相手男性へ内容証明を送って以降、
妻は僕に対して
「暴力事件になったらあなたは職場を辞めることになるよ」
「今よりもっと多くのものを失うよ」
と脅すようになっていました。
さらに、子どもの前で僕が怒鳴っているように見える瞬間を録画しようと、
毎日のように理由をつけて僕を怒らせようとスマホで動画を撮影しながら詰め寄ってきました。
そのため僕は、
「暴力も暴言も絶対にしてはいけない」
という強い意識を持って、常に冷静でいようと努めていました。
しかし、あの日だけは結果的に間違った行動をしてしまいました。
公園に行く直前に起きた“突然の争奪戦”
次女と三女と一緒に近所の公園へ行く予定があり、
僕は車の鍵をズボンのポケットに入れて準備していました。
三女の仕上げ磨きをしていたとき、
妻が突然、
「車は私が使うから!」
「予約が入ってるの!」
「今すぐ行かなきゃいけないから鍵を貸して!」
と言って、また動画を撮りながら僕に詰め寄ってきました。
その瞬間、
足元にいた三女が妻を止めようとして、妻の下半身に抱きつきました。
僕は子どもが巻き込まれるのを避けたくて、
「2階に行っていなさい」
と次女と三女に避難を促しました。
子どもたちが階段を上がり切り、リビングから視界に入らなくなったのを確認した直後、
妻は両手を伸ばして、
僕のズボンのポケットから車の鍵を奪い取ろうとしてきました。
結果的に“揉み合い”になった場面
僕は反射的に、
妻の両腕を上から押さえる形で防御しました。
決して殴ったり、突き飛ばしたりはしていません。
ただ
「鍵を取られないようにしなきゃ」
との行動でした。
その場では偶然にも見えましたが、
後から振り返ると
「こうなることを想定していたのでは」
と感じる出来事でした。
リビング内を柔道のように前後左右に動きながら、
僕は距離を取ろうとしましたが、妻は鍵を取ろうとして腕を伸ばし続け、結果として押し合う形が約10分間続きました。
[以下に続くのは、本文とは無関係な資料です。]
PR #1341, opened 2024-03-21
Demo peter

PetervDooren:
Some suggestions based on our demo today. Fixes the following problems:

1. reinstates wait for trigger. I find this useful for demos since the presenter can determine the tempo of the presentation. Otherwise the robot is constantly asking for validation. 
2. Fix the timeout logic for not hearing the operator. Previous implementation just continued with the loop which crashes if the sentence parameter was not initialised. Otherwise it will just redo the previous command. Now it says "oops we couldn't do it." and waits for the next trigger.

### DIFF
--- a/challenge_demo/scripts/demo.py
+++ b/challenge_demo/scripts/demo.py
@@ -123,7 +123,7 @@ def main():
                                    etype="waypoint")
 
             # Listen for the new task
-            while True:
+            for i in range(timeout_count):
                 try:
                     if is_sim_mode():
                         sentence, semantics = robot.hmi.query(description="",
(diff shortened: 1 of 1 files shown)


PetervDooren:
@MatthijsBurgh please don't add commits to this PR. If you have suggestions for the demo please make a PR to the update_demo branch which Lotte oversees. These changes have been tested on the robot.

challenge_demo/scripts/demo.py
```diff
@@ -132,14 +132,13 @@ def main():
...
-                    if timeout_count >= 3:
-                        rospy.logwarn("[GPSR] Timeout_count: {}".format(timeout_count))
-                        break
+            else:
+                rospy.logwarn("[GPSR] speech timed out {timeout_tries} times, aborting")
+                robot.speech.speak("I am sorry but I cannot hear you. Let's not try again.")
+                continue  # Continue the outer while loop
 
             # check if we have heard this correctly
             robot.speech.speak('I heard %s, is this correct?' % sentence)
```
PetervDooren, line 144: Something I noticed but did not fix. The robot will say the action it understood rather than what was said. i.e. it will say "I heard hand-over is this correct?" or "I heard navigate-to, is this correct? or "I heard say, is this correct"

MatthijsBurgh: Yes, I think this is the new behaviour. But @lottemessing should confirm this.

その状況で妻の後方にテレビがある状態になった次の瞬間、
妻はテレビの方へ視線を向け、そのまま身体を後ろに倒すような動きをしました。
テレビが台から落ちそうになったため、
僕はとっさに、テレビにもたれかからないように妻の身体を支えました。
僕自身の認識では、暴力を振るった意図も行為もありません。
しかしその3日後、
妻が「暴力を受けた」として診断書を添えて届け出をしたことを、警察からの連絡で知ったのです。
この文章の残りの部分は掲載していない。